A Quiet Revolution in Psychiatry

A Quiet Revolution in Psychiatry
Photo by Alexander Grey / Unsplash
Beyond simply getting the "right" medications, the decision support AI demonstrated a critical advantage over humans: it did not make any harmful choices.

For decades, the clinical management of treatment-resistant depression has been a formidable challenge. While first-line pharmacologic treatments are well-established, there is a distinct lack of evidence regarding the effectiveness of next-step treatments. This has left psychiatrists and general practitioners to navigate a complex landscape with limited guidance. The problem is particularly acute for community clinicians who don't see a high volume of these complex cases, leading to wide variations in practice and potentially suboptimal care. The traditional solution—expert consultation—is often inaccessible, especially in under-resourced areas.

This long-standing problem has seen various attempts at a solution, from computerised algorithms to app-based care. Yet, none of these older methods have become widely used, a gap so significant that the US Preventive Services Task Force noted that screening for depression is only useful when resources for care exist. This is where a new approach, powered by artificial intelligence, is beginning to change the conversation.

A New Kind of Decision Support

A recent study published in the Journal of Mood & Anxiety Disorders explored a novel use of a large language model (LLM) to assist in selecting psychopharmacological treatments.

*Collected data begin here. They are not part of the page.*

PR #2755, opened 2024-08-10
chore(wgpu): Update tracy

fredizzimo:
* Update tracy to the latest version, so that it's compatible with Vide
* Fix the `--no-vsync` mode
* Remove a duplicated `tracy_frame` event (vide takes care of that)
* Compile some external dependencies including vide and wgpu with optimizations even in debug mode. The Debug mode is still quite unusable, but that makes it a lot better already.

- No

### DIFF
--- a/Cargo.lock
+++ b/Cargo.lock
@@ -652,9 +652,9 @@ dependencies = [
 
 [[package]]
 name = "clap"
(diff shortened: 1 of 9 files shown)


Kethku:
lgtm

The research, led by Roy H. Perlis and a team of colleagues, aimed to apply and extend a method previously used for bipolar depression treatment.

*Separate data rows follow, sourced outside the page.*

PR #2765, opened 2024-08-13
fix: Force Neovide to exit, even if the IO streams are not closed

fredizzimo:
* fixes https://github.com/neovide/neovide/issues/2182 (but probably not completely)

Neovim through libuv spawns child processes that inherits all the handles. This means that the stdio and stderr handles are not properly closed, so the nvim-rs read will hang forever, waiting for more data to read. To deal with that the Tokio runtime is forced to shutdown after a timeout.

The timeout for waiting for the streams to close has also been reduced to avoid having a too long shutdown delay.

Also see these libuv issues:
* https://github.com/libuv/libuv/pull/3856
* https://github.com/libuv/libuv/issues/1490

- No

### DIFF
--- a/src/bridge/mod.rs
+++ b/src/bridge/mod.rs
@@ -36,7 +36,7 @@ pub use ui_commands::{send_ui, start_ui_command_handler, ParallelCommand, Serial
 const NEOVIM_REQUIRED_VERSION: &str = "0.10.0";
 
 pub struct NeovimRuntime {
-    runtime: Runtime,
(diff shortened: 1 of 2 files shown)


fredizzimo:
@sid-6581. I'm sorry, I don't think this fixes the issue you are experiencing, since this PR assumes that we can properly detect that Neovim itself quits before forcing a shutdown.

falcucci (approved):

The study's core method involved generating 20 clinical vignettes that reflected treatment-resistant depression based on data from electronic health records. Two expert psychopharmacologists evaluated each vignette, ranking the five best next-step interventions and identifying contraindicated or poor treatments. This created a "gold standard" to which the AI's performance was compared.

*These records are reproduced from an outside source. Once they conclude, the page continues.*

PR #2768, opened 2024-08-20
chore: update objc2 and remove icrate. also some refactor.

crupest:
This pr does following 2 major things:

- Upgrade `objc2` and remove `icrate`, since `icrate` is deprecated and migrated to `objc2-*`. Related structs and  functions are updated to the new ones.
- Try to move as much as possible macOS specific code into `macos.rs`.
  - Menu creation.
  - File handler.

MacOS part improvement
- Rename `vsync_macos` -> `vsync_macos_display_link`. So we can create another one like Metal vsync on macOS, just like how it is done on Windows.
- Getting `NSWindow` from winit `Window` logic is extracted out into a function, because it is used both in `macos.rs` and `macos_display_link.rs`.
- Main thread related improvement
  - Improve `MainThreadMarker` creation. It is now only created and checked after entering macOS-specific code from common codes, instead of being created in common code and passed to macOS-specific code. It will then be used until getting out from macOS-specific code.
  - Objective-C classes `TitlebarClickHandler` and `QuitHandler` declared in rust are now marked as `mutability::MainThreadOnly` as it should be. 
  - Titlebar height is now calculated during `MacosWindowFeature` initialization. This makes it more safe because it can be ensured to run on main thread.
- `unsafe` is added to function `handle_open_files`, which will be passed to Objective-C. Otherwise, there is an error when compiled on nightly rust.
- `Id` -> `Retained`, `NSString::from_str` -> `ns_string!`, new Mask style is used.
- `pub` in some places has been modified. Redundant `unsafe` is removed. `use` statements are moved to the top of the file.

Now there are only following border api between `MacosWindowFeature` and common codes:
- `from_winit_window`: creation of MacosWindowFeature.
- `handle_scale_factor_update`: update scale factor and re-calculate titlebar height.
- `handle_size_changed`: listen to fullscreen-toggled event and show/hide titlebar click handler.
- `extra_titlebar_height_in_pixels`: calculate proper top-padding.
- `handle_settings_changed`: settings change event handler.
- `ensure_menu_added`: create menus in WindowEvent::Focused, though I'm not sure if it is necessary to create it there rather than create at window creation. But I prefer to leaving it there.

- Dependency update.
- Codestyle
- Refactor

No

### DIFF
--- a/Cargo.lock
+++ b/Cargo.lock
@@ -268,31 +268,12 @@ source = "registry+https://github.com/rust-lang/crates.io-index"
 checksum = "0d8c1fef690941d3e7788d328517591fecc684c084084702d6ff1641e993699a"
 
 [[package]]
-name = "block-sys"
-version = "0.2.1"
-source = "registry+https://github.com/rust-lang/crates.io-index"
-checksum = "ae85a0696e7ea3b835a453750bf002770776609115e6d25c6d2ff28a8200f7e7"
-dependencies = [
- "objc-sys",
-]
-
-[[package]]
-name = "block2"
-version = "0.3.0"
-source = "registry+https://github.com/rust-lang/crates.io-index"
-checksum = "15b55663a85f33501257357e6421bb33e769d5c9ffb5ba0921c975a123e35e68"
-dependencies = [
- "block-sys",
- "objc2 0.4.1",
-]
-
-[[package]]
 name = "block2"
 version = "0.5.1"
 source = "registry+https://github.com/rust-lang/crates.io-index"
 checksum = "2c132eebf10f5cad5289222520a4a058514204aed6d791f1cf4fe8088b82d15f"
 dependencies = [
- "objc2 0.5.2",
+ "objc2",
 ]
 
 [[package]]
@@ -1008,7 +989,7 @@ dependencies = [
  "glutin_glx_sys",
  "glutin_wgl_sys",
  "libloading",
- "objc2 0.5.2",
+ "objc2",
  "objc2-app-kit",
  "objc2-foundation",
  "once_cell",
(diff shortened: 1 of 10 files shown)


fredizzimo:
I think the code changes are good. 

@falcucci, could you test that this works for you as well.

@crupest, do you know if this fixes the build failure on the nightly toolchain, as can be seen here:
* https://github.com/neovide/neovide/actions/runs/10498992865/job/29141264588?pr=2769

crupest:
@fredizzimo Thanks for review.

> @falcucci, could you test that this works for you as well.

Also thanks very much. Whatever problem there is, please report it to me and I'll try to fix it.

> @crupest, do you know if this fixes the build failure on the nightly toolchain, as can be seen here:
> https://github.com/neovide/neovide/actions/runs/10498992865/job/29141264588?pr=2769

I think yes. The problem is lack of `unsafe` of function `handle_open_files` at [about line 415 of `macos.rs`](https://github.com/neovide/neovide/blob/000b75c0f3bcfb602967cc5c2e8a9d584be06a02/src/window/macos.rs#L415). This function is declared as a C function and passed as a callback to objective-c. Stable version of Rust is happy about declaring it as non-unsafe, but maybe nightly version uses a stricter type check and treats it as an error.

Actually I noticed [the build failure](https://github.com/neovide/neovide/actions/runs/10498992865/job/29141264588?pr=2769) in my first commit of this pr, which is exactly the same problem. Then I looked into it and found the cause of this problem. I referred to [the usage example in docs of library `objc2`](https://docs.rs/objc2/latest/objc2/runtime/struct.ClassBuilder.html#example) and noticed the `unsafe` of function `init_with_number`. Looks like `unsafe` is necessary is if parameter `this` is declared as a mutable reference, but I didn't try to learn why. I think maybe original author of this piece of code in neovide missed it by accident.

falcucci:
> Rename vsync_macos -> vsync_macos_display_link. So we can create another one like Metal vsync on macOS, just like how it is done on Windows.

This is far more organized at least so LGTM but the Metal support would be covered by [vide](https://github.com/neovide/vide) framework. (whispering it here just to make you aware since you once started working on it in the past)

falcucci (approved):

falcucci:
I've tested the features included in these changes and it works fine.

crupest:
> > Rename vsync_macos -> vsync_macos_display_link. So we can create another one like Metal vsync on macOS, just like how it is done on Windows.
> 
> This is far more organized at least so LGTM but the Metal support would be covered by [vide](https://github.com/neovide/vide) framework. (whispering it here just to make you aware since you once started working on it in the past)

I think it is ok even if I or someone does not finish Metal renderer before vide starts to be used. This is just a preparation, and I don’t mind if it is not used in the end. Thanks for your reminding. I appreciate every work that makes neovide better.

The AI model used was Qwen 2.5:7B-Instruct, a locally-run, open-source LLM. This particular model was chosen for its potential translational advantages, as it can be deployed on a laptop, addressing concerns about data security and dissemination. The model was "augmented" with a synopsis of published treatment guidelines, specifically extracts from the CANMAT 2023 Depression Update. It was then prompted to generate its own ranked list of five best next-step interventions and five poor or contraindicated ones. The results were compelling. The augmented model selected the expert-designated optimal choice for 35.6% of vignettes. While this might seem modest, it compared favourably to the human comparison groups. A sample of community clinicians identified the optimal treatment just 13.2% of the time, and a separate group of expert psychopharmacologists identified it for only 6.4% of vignettes.

A Crucial Safety Net

Beyond simply getting the "right" answer, the AI demonstrated a critical advantage: it was significantly less likely to make a harmful choice. The augmented model did not select any medications considered poor or contraindicated by the experts. In stark contrast, community clinicians identified a poor choice in 33.0% of vignettes, and the second group of experts did so in 10.7% of cases.

This finding is a game-changer. It suggests that even if an AI doesn't always provide the single best answer, it can act as a reliable safety net, steering clinicians away from poor or contraindicated treatment options. This could lead to a decrease in adverse outcomes associated with prescribing, hinting at the potential utility of LLMs for clinical decision support.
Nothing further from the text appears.